7.1 Overview of Drupal’s Storage Layers

Drupal distributes its data across four main storage layers:

  1. **Content storage (SQL tables)**
  2. **File storage (disk filesystem)**
  3. **Configuration storage (YAML files)**
  4. **Metadata and cache storage (SQL or Redis)**

Each layer serves a different purpose and has different performance and flexibility characteristics.

Embedded analogy: Drupal behaves like a system where:

  • SQL = structured NVRAM
  • Filesystem = binary flash storage
  • YAML config = firmware configuration blocks
  • Cache bins = fast volatile memory

7.2 Content Storage (SQL Tables)

Content entities (nodes, media, taxonomy terms, paragraphs) store their field values in SQL.

Behavior:

  • All content types share the same base tables:
    • node
    • node_field_data
    • node_field_revision
  • Each configurable field creates its own table:
    • node__field_chapter
    • node__field_place
    • node__field_asset
    • node__field_organisation

Important: Field tables are created **only after the first content item is saved**. Until then, the database appears “empty.”

Relevant directories:

  • core/lib/Drupal/Core/Entity/
  • core/lib/Drupal/Core/Field/

7.3 File Storage (Disk Filesystem)

Binary files (images, PDFs, scans, documents) are stored on disk, not in SQL.

Default location: sites/default/files/

SQL stores only metadata:

  • file_managed – file path, size, MIME type
  • file_usage – which entities reference the file

Embedded analogy: The filesystem holds the binary payload; SQL holds the directory entries.

7.4 Configuration Storage (YAML Files)

Configuration entities store their data entirely on disk as YAML.

Examples:

  • content type definitions
  • field definitions
  • views
  • vocabularies
  • menus
  • image styles

Locations:

  • Active configuration: config/
  • Exported configuration: config/sync/

Behavior:

  • Configuration is immutable at runtime.
  • Changes require import/export.
  • YAML files act like firmware configuration blocks.

Relevant directories:

  • core/lib/Drupal/Core/Config/

7.5 Metadata and Cache Storage

Drupal stores computed data and metadata in cache bins.

Examples:

  • render cache
  • dynamic page cache
  • routing cache
  • entity cache

These may live in:

  • SQL tables (e.g., cache_render)
  • Redis (if configured)

Behavior:

  • Cache is volatile and rebuildable.
  • Cache metadata bubbles up during rendering.

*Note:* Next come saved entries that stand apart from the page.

Issue #143, opened 2018-01-23
openshift-applier should support a "delete" flag as a way to undo what was done.


etsauer:
Firstly, we could add support for `file_action: delete` in all cases.

Secondly, I would like to be able to have a way to globally set `file_action: delete` on the entire role for a run, as a way to clean up a previous run.

oybed:
PR #152 merged  - closing

PR #152, opened 2018-01-23
Adding ability to delete an openshift-applier run

etsauer:
#### What does this PR do?
Adds ability to delete items in an applier run.

Two modes:

Test delete of entire inventory:
```
ansible-playbook -i inventory/ playbooks/openshift-cluster-seed.yml -e "provision=False"
```

Testing delete of individual items:
```
  - name: "my-cakephp-spaces"
    file: "{{ inventory_dir }}/../files/cakephp/ProjectRequest/my-cakephp-spaces.yml"
    file_action: delete
  - name: "projectrequest-test1"
    template: "{{ inventory_dir }}/../files/ProjectRequest/template.yml"
    params: "{{ inventory_dir }}/../files/ProjectRequest/test1.param"
    template_action: delete
```

https://github.com/redhat-cop/casl-ansible/issues/143

cc: @redhat-cop/casl

### DIFF
--- a/roles/openshift-applier/README.md
+++ b/roles/openshift-applier/README.md
@@ -43,10 +43,12 @@ The `tags` definition is a list of tags that will be processed if the `filter_ta
 
 #### Sourcing a directory with files
 
-You can source a directory composed of static files (without parameters) using `content_dir` instead of defining each file individually. That would look like this:
+You can source a directory composed of static files (without parameters) using `files` instead of defining each file individually. That would look like this:
 ```yaml
 - object: policy
-  content_dir: <dir_with_policy_files>
+  content:
+  - name: directory of files
+    file: <path-to>/directory/
 ```
 In this example above, all of the files in the `<dir_with_policy_files>` directory would get sourced and applied to the cluster (native OpenShift processing).
 
@@ -119,15 +121,18 @@ openshift_cluster_content:
 
 ### Filtering content based on tags
 
-The `openshift-applier` supports the use of tags in the inventory (see example above) to allow for filtering which content should be processed and not. The `filter_tags` variable/fact takes a comma separated list of tags that will be processed and only content/content_dir with matching tags will be applied. 
+The `openshift-applier` supports the use of tags in the inventory (see example above) to allow for filtering which content should be processed and not. The `filter_tags` variable/fact takes a comma separated list of tags that will be processed and only content/content_dir with matching tags will be applied.
 
 **_NOTE:_** Entries in the inventory without tags will not be procssed when a valid list is supplied with the `filter_tags` option.
 
 ```
 filter_tags=tag1,tag2
 
-``` 
+```
 
+### Deprovisioning
+
+The `openshift-applier` role also supports deprovisioning of resources using `file_action: delete` or `template_action: delete`. This can be done either on individual files, if you want to continually ensure objects remain deleted, or it may be done globally using `provision: false`. Using `provision: false` essentially acts like a big 'undo' button, re-running all files and templates through `oc delete -f <resources>`. This can be useful when you want to do a full cleanup to ensure the integrity of you IaC repo, or for simple cleanup while testing changes.
 
 Dependencies
 ------------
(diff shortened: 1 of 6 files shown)


roles/openshift-applier/tasks/process-content.yml
```diff
@@ -4,10 +4,3 @@
   include_tasks: process-one-entry.yml
   with_items:
   - "{{ entry.content | default([]) }}"
-
```
oybed: Can we please deprecate rather than cold-turkey remove it. I.e.: Keep this code, but add a *big fat warning* message about this going away in a near future release.

roles/openshift-applier/tasks/process-one-entry.yml
```diff
@@ -76,6 +83,7 @@
   failed_when:
   - command_result.rc != 0
   - "'AlreadyExists' not in command_result.stderr"
+  - "'NotFound' not in command_result.stderr"
```
oybed: Any chance we get a `NotFound` when in `create` or `apply` mode? If so, this will now be silently ignored ...

roles/openshift-applier/README.md
```diff
@@ -119,15 +121,18 @@ openshift_cluster_content:
...
 
 ```
 filter_tags=tag1,tag2
 
-``` 
+```
+
+### Deprovisioning
 
+The `openshift-applier` role also supports deprovisioning of resources using `file_action: delete` or `template_action: delete`. This can be done either on individual files, if you want to continually ensure objects remain deleted, or it may be done globally using `provision: false`. Using `provision: false` essentially acts like a big 'undo' button, re-running all files and templates through `oc delete -f <resources>`. This can be useful when you want to do a full cleanup to ensure the integrity of you IaC repo, or for simple cleanup while testing changes.
```
oybed: I'd like to see the `provision: false` be called out in a new paragraph as it seems like a major feature. Including an example on how to run it would also be great.

roles/openshift-applier/README.md
```diff
@@ -43,10 +43,12 @@ The `tags` definition is a list of tags that will be processed if the `filter_ta
 
 #### Sourcing a directory with files
 
-You can source a directory composed of static files (without parameters) using `content_dir` instead of defining each file individually. That would look like this:
+You can source a directory composed of static files (without parameters) using `files` instead of defining each file individually. That would look like this:
```
oybed: Can we add a `Note:` below here about `files` replaces `content_dir`, which used to exist ...

roles/openshift-applier/tasks/process-one-entry.yml
etsauer: @oybed I believe the only other cases where you could get a `Not Found` would be if you happened to pass `get` or `replace` as a file_action, which we don't document as valid values.

roles/openshift-applier/tasks/process-content.yml
oybed: @etsauer I'd do something with the `block` feature for the deprecated message, maybe something like the following (just update the message a bit):

```
- name: "Apply OpenShift Cluster Content - based on directory"
  block:
    - fail:
        msg: "This is deprecated ..."
      ignore_errors: True
    - command: >
        oc apply -f {{ tmp_inv_dir }}{{ entry.content_dir }}
  when:
  - entry.content_dir is defined 
  - entry.content_dir|trim != ''
```

roles/openshift-applier/tasks/process-content.yml
```diff
@@ -6,8 +6,11 @@
   - "{{ entry.content | default([]) }}"
 
 - name: "Apply OpenShift Cluster Content ('{{ entry.object }}') - based on directory"
-  command: >
-    oc apply -f {{ tmp_inv_dir }}{{ entry.content_dir }}
+  block:
+  - fail:
+      msg: "This functionality is being deprecated. Please use the 'content.file' variable instead. See role docs for more info."
```
oybed: @etsauer unless you include `ignore_errors: True` here, it will fail ... we probably don't want to fail. Also, could we start the message with an all-caps `WARNING: This functionality ....`

oybed:
@etsauer your branch is out of sync with upstream master, so the dockercloud checks will fail. I'll merge anyway, as the area you are touching doesn't get leveraged as part of the image builds/checks.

7.6 Why Drupal’s Database Looks “Small”

Compared to systems like DNN or MediaWiki/Cargo, Drupal’s database appears minimal because:

  • Content types do not create their own tables.
  • All content types share the same base entity tables.
  • Fields create tables only when content exists.
  • Configuration is stored in YAML, not SQL.
  • Files are stored on disk, not in SQL.
  • Cache is stored in shared bins, not per-module tables.

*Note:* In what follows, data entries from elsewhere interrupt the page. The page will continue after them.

PR #166, opened 2018-02-03
Add requirements.yml file to support Galaxy from Ansible Tower

makentenza:
#### What does this PR do?
Add the required file 'requirements.yml' under roles directory to support Galaxy to pull required roles from Tower automatically on project update.

http://docs.ansible.com/ansible-tower/latest/html/userguide/projects.html#ansible-galaxy-support

Create a project in Tower using CASL repository and check roles under 'requirements.yml' are pulled after project update.

No
cc: @redhat-cop/casl

### DIFF
--- a/casl-requirements.yml
+++ b/casl-requirements.yml
@@ -1,6 +1,6 @@
-
 # This is the Ansible Galaxy requirements file to pull in the correct roles
 # to support the operation of CASL provisioning/runs.
+# and also support any role dependency while using the repository in Ansible Tower
 
 # From 'infra-ansible'
 - src: https://github.com/redhat-cop/infra-ansible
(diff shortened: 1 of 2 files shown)


oybed:
@makentenza we already have `casl-requirements.yml` at the top level. I know Tower requires the file to be named `requirements.yml` and exist in the `roles` directory (just like you are adding here). However, I'd prefer to not maintain two of these files, especially as the content seems similar. Here's my suggestion, in priority order:
1. Create a symlink in the `roles` directory to the top level `casl-requirements.yml` - i.e.: `roles/reqiurements.yml --> ../casl-requirements.yml`"

2. If Tower doesn't handle symlinks in the roles directory, move the `casl-requirements.yml` to the roles directory and symlink at the top level -i.e.: `casl-requirements.yml --> roles/requirements.yml`

makentenza:
@oybed Just tested first option and Tower supports it, so let's go that path.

Architectural insight: Drupal prioritizes flexibility, multilingual support, and field-level revisioning over classical relational normalization.

7.7 Summary of Where Data Lives

Data Type Storage Location Notes
Content field values SQL (e.g., node__field_xyz) Created only after first content item is saved.
Content metadata SQL (node_field_data) Shared across all content types.
Files (binary) Disk (sites/default/files) Actual file content.
File metadata SQL (file_managed) Path, size, MIME type.
Configuration YAML (config/sync) Content types, fields, views, vocabularies.
Cache SQL or Redis Rebuildable; not permanent.

7.8 Why This Matters for System Design

Understanding Drupal’s storage architecture helps you:

  • locate where your CHAPTER, PLACE, ORGANISATION, ASSET data lives
  • predict how content is assembled from multiple tables
  • understand why the DB looks sparse until content exists
  • know where to look on disk for files and configuration
  • design successor-friendly content models
  • avoid treating Drupal as a black box

Embedded analogy: Drupal is a hybrid system where:

  • SQL stores structured, typed data
  • Disk stores binary assets
  • YAML stores configuration
  • Cache stores computed results

This layered approach is what gives Drupal its flexibility and power.